Does green credit improve the core competence of commercial banks? Based on quasi-natural experiments in China
Sumei Luo,
Shenghui Yu and
Guangyou Zhou
Energy Economics, 2021, vol. 100, issue C
Abstract:
The green credit policy is one of the key components of environmental policy. It has become an important issue to study how to implement the green credit policy and to evaluate its effect. From the perspective of environmental regulation, this paper attempts to construct a comprehensive score of commercial banks' competence by factor analysis, and constructs a quasi-natural experiment based on “Green Credit Guidelines” published in 2012 and uses Differences-in-Differences (DID) to test the impact of green credit implementation on commercial banks' core competence. The results show that green credit has a significant effect on the overall bank competence. Among them, the promotion effect of urban and rural commercial banks is higher than the industry average, and the promotion effect has weakened in the years after the policy was announced. Furthermore, from the dual perspectives of credit risk and reputation risk, the Difference-in-Difference-in-Difference (DDD) is used to test the impact mechanism of green credit on the core competence of banks.
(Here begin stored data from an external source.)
PR #3911, opened 2026-09-07
fix(core): stop IPv6 stalls on a gateway with no IPv6 address of its own

MattDHill:
An OS update from the beta registry sat at 0 bytes for over four minutes before completing. The download itself then ran at 17 MB/s. Two independent defects combine to produce that stall, and this fixes both.

## The network state that reveals it

The dev box's LAN router advertises an IPv6 default route (router lifetime 1800s) with two on-link prefixes, both `A=0`, and `M=1 O=1` — SLAAC off, get your address from DHCPv6. Its DHCPv6 server then issues no lease. So `eno0` ends up with a default route, prefix routes, and only a link-local address. The box's one global IPv6 address belongs to a StartTunnel gateway on `wg0`.

That is not an exotic configuration. Any server on a LAN whose router advertises IPv6 without handing out an address lands in it, and so does any server behind an ISP whose IPv6 is silently broken.

## `gateway.rs` — the leak

`apply_policy_routing_v6` installs a `blackhole default` in an interface's policy table when that interface cannot carry v6, so that selecting a non-v6 gateway as default outbound drops v6 rather than leaking it. The condition was `has an IPv6 gateway OR has a global address`. NetworkManager reports a gateway for `eno0` straight from that RA, so `eno0` passed with no address to send from and got a real default route.

Routing was correct throughout — the priority-75 rule pointed at `eno0`'s table, and every SYN left on `eno0`. What leaked was the *source address*: a global destination needs a global-scope source, `eno0` had none, so the kernel fell back to the only global address on the host, `wg0`'s. Those packets left `eno0` carrying a StartTunnel address the LAN discards, and hung until the kernel gave up.

The check is now whether the interface has a non-link-local address of its own — global where there is no gateway, ULA accepted where there is, so a NAT66 LAN still qualifies. The gateway only decides whether the route needs `via`. On this box `eno0`'s table now holds the blackhole, every IPv6 connect fails instantly, and nothing can carry the `wg0` address out `eno0`.

## `socks.rs` — the two-minute wait per address

`startd` routes its outbound HTTP through its own SOCKS proxy (`socks5h`, so the proxy resolves). The CONNECT handler called `TcpStream::connect((domain, port))`, which tries the resolved addresses **sequentially** with no timeout of its own, moving on only once the previous attempt fails. The CDN host has two AAAA records and one A record, so the download did: AAAA #1, ~2 min SYN timeout; AAAA #2, ~2 min; A record, connected in 50 ms.

The proxy now resolves first and races the addresses RFC 8305 style: attempts start 250 ms apart alternating address families, a failure starts the next immediately, and the first to connect wins while the rest are dropped. There is deliberately no cap on attempts in flight: with two dead addresses ahead of a live one, a cap holds the live one back until a kernel timeout, which is the stall being removed. Sockets held while nothing answers are bounded by the RRset. IPv6 stays preferred where it works. The raw-IP, `.local` and `.onion` paths are unchanged, and no overall deadline is introduced — a host that is simply slow still gets as long as it did before.

The blackhole fix alone would have covered this box. This one covers what no local guard can detect: a v6 route that is valid on the server but dead further along the path.

## Also here: the gateway watcher's `ip route` usage spam — and the end of the route mirror

`apply_policy_routing` / `apply_policy_routing_v6` used to mirror the main table into each gateway's policy table by feeding every line of `ip route show` back into `ip route replace`, dropping only `linkdown` and `dead`. Show output isn't replace input: a multipath route prints as a header plus indented `nexthop …` continuation lines, so `ip -6 route replace nexthop via … table N` ran on every `watch_ip` pass for every gateway and iproute2 printed its full usage. On a Server One whose LAN router advertises a two-next-hop IPv6 default, that was 140 usage dumps — 40% of a 10,000-line OS log export.

Five review rounds of a text parser found five more ways that text fails to round-trip (lifetimes, errno, display flags, nexthop-id expansions, encap payloads carrying their own `tos`, multi-line option output, interface names that collide with keywords), so the mirror is gone. **A per-gateway table now holds only its default route, or the v6 leak-guard blackhole.** Specific routes come from `main` directly: a `lookup main suppress_prefixlength 0` rule ahead of the table rules consults `main` for every route except a default, which is exactly the set the mirror copied (its loops skipped `default`). wg-quick relies on the same rule for full-tunnel mode.

Verified in a container with iproute2 6.9, tables holding only their default or blackhole:

```
192.168.8.50   -> dev lan                      on-link, from main
10.0.3.7       -> dev lxcbr0                   container subnet, from main
10.8.0.9       -> dev wg0                      VPN-peer route (an encap route the parser could never replay), from main
8.8.8.8        -> dev wg0 table 1004           the gateway's default
fd00:3::9      -> dev lan                      ULA on-link, from main
2606:4700::1   -> RTNETLINK answers: Invalid argument   v6 leak guard (blackhole) holds
mark 0x3ec -> 192.168.8.50 -> dev lan          reply mark, on-link still wins
mark 0x3ec -> 8.8.8.8      -> dev wg0 table 1004
```

Rule order is now `49` transparent divert, `50` `lookup main suppress_prefixlength 0`, `51` per-interface reply mark, `60` IPv6 source, `74` WireGuard encap mark, `75` selected outbound. The reply-mark rules moved from 50 to 51 so a marked reply consults `main` first; one found at any other priority is deleted, so a hot restart of `startd` converges too.

Two semantics differ from the mirror and are accepted: a `throw` in `main` falls through to the outbound table's default, and a reject-type default in `main` ends the lookup before it can be suppressed. StartOS installs neither into `main`. Tables survive a hot restart of `startd` but not the reboot every OS update performs, so no cleanup of previously mirrored entries is carried; on a dev box hot-replaced via `make start-os-update-startbox`, entries mirrored by the old build linger in the tables until reboot and can only matter for a destination whose route has since left `main`.

The IPv6 `RouteData` subscription existed to reconcile the mirror and goes with it.

## Verification

Four unit tests for `carries_v6` covering the router-without-address, ULA-with-router, global-without-router, and ULA-without-router cases; four for the SOCKS path — family interleaving, and three on paused Tokio time with an injected connector that assert exactly when each attempt starts: the second one delay after a first that never resolves, the third on the cadence past two that never resolve, and the next immediately after an earlier failure. The rule logic was exercised against a command shim (adds both rules when absent, leaves present ones alone, moves a stale reply-mark rule, and does not mistake `lookup 10020` for `lookup 1002`), and the routing semantics in the container above. The `start-core` suite is heavy to build locally, so these were exercised in scratch crates against the same dependency versions and left for CI to run in place.

### DIFF
--- a/projects/start-os/CHANGELOG.md
+++ b/projects/start-os/CHANGELOG.md
@@ -461,6 +461,15 @@ file tracks notable changes since the move to the monorepo.
   you also reach on your local network keeps answering there with your server's
   own certificate.
 
+- **Marketplace, service and OS-update downloads no longer stall for minutes on
+  a server whose IPv6 cannot reach the Internet.** StartOS connects over
+  whichever of a host's IPv6 or IPv4 addresses answers first.
+
+- **An outbound gateway that has an IPv6 router but no IPv6 address of its own
+  carries no IPv6.** Such traffic fails at once and falls back to IPv4, instead
+  of leaving with an address that belongs to another of the server's
+  interfaces.
+
 ## [0.4.0.1]
 
 ### Changed
--- a/projects/start-os/CHANGELOG.md
+++ b/projects/start-os/CHANGELOG.md
@@ -441,14 +441,13 @@ file tracks notable changes since the move to the monorepo.
   flavors produced no answer, so a list mixing Bitcoin Core with Bitcoin Knots
   kept whatever order it arrived in.
 
-- **Marketplace, service and OS-update downloads proceed over IPv4 at once when
-  a host's IPv6 is unreachable.** StartOS connects over whichever of a host's
-  IPv6 or IPv4 addresses answers first.
+- **Marketplace, service-package and OS-update downloads fall back to IPv4
+  within a fraction of a second when a host's IPv6 does not answer.** StartOS
+  tries a host's IPv6 and IPv4 addresses a quarter of a second apart and uses
+  the first connection that succeeds.
 
-- **Routes with more than one next hop, a lifetime, or an `unreachable` or
-  `prohibit` type are carried into each gateway's routing table.** The OS log
-  stays clear of `ip route` usage text on a network whose router advertises
-  such routes.
+- **The OS log stays free of `ip route` usage text on a network whose router
+  advertises a route with more than one next hop.**
 
 ### Security
 
@@ -472,7 +471,8 @@ file tracks notable changes since the move to the monorepo.
 
 - **Outbound IPv6 leaves only through an address of the selected gateway's
   own.** A gateway with an IPv6 router but no IPv6 address of its own carries
-  no IPv6; such traffic fails at once and falls back to IPv4.
+  no IPv6; such traffic is refused on the spot rather than sent with another
+  interface's address.
 
 ## [0.4.0.1]
 
--- a/projects/start-os/CHANGELOG.md
+++ b/projects/start-os/CHANGELOG.md
@@ -470,6 +470,11 @@ file tracks notable changes since the move to the monorepo.
   of leaving with an address that belongs to another of the server's
   interfaces.
 
+- **The gateway watcher no longer logs `ip route`'s usage text every few
+  minutes** on a network whose router advertises a route with more than one
+  next hop. Such routes, routes with a lifetime, and `unreachable` or
+  `prohibit` routes are now carried into each gateway's routing table too.
+
 ## [0.4.0.1]
 
 ### Changed
--- a/projects/start-os/CHANGELOG.md
+++ b/projects/start-os/CHANGELOG.md
@@ -446,7 +446,7 @@ file tracks notable changes since the move to the monorepo.
   tries a host's IPv6 and IPv4 addresses a quarter of a second apart and uses
   the first connection that succeeds.
 
-- **The OS log stays free of `ip route` usage text on a network whose router
+- **The OS log stays focused on actionable errors on a network whose router
   advertises a route with more than one next hop.**
 
 ### Security
@@ -469,10 +469,9 @@ file tracks notable changes since the move to the monorepo.
   you also reach on your local network keeps answering there with your server's
   own certificate.
 
-- **Outbound IPv6 leaves only through an address of the selected gateway's
-  own.** A gateway with an IPv6 router but no IPv6 address of its own carries
-  no IPv6; such traffic is refused on the spot rather than sent with another
-  interface's address.
+- **Outbound IPv6 uses an address assigned to the selected gateway.** Traffic
+  through a gateway that has an IPv6 router but no IPv6 address of its own
+  fails immediately.
 
 ## [0.4.0.1]
 
--- a/projects/start-os/CHANGELOG.md
+++ b/projects/start-os/CHANGELOG.md
@@ -441,6 +441,15 @@ file tracks notable changes since the move to the monorepo.
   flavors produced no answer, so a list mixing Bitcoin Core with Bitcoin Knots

The results show that, compared with banks with lower credit risk and reputation risk, banks with higher credit risk and reputation risk experience greater enhancement in core competence by green credit.
Keywords: Green credit; Commercial banks; Core competence; Quasi-natural experiment (search for similar items in EconPapers)
Date: 2021
References: View references in EconPapers View complete reference list from CitEc
Citations: View citations in EconPapers (40)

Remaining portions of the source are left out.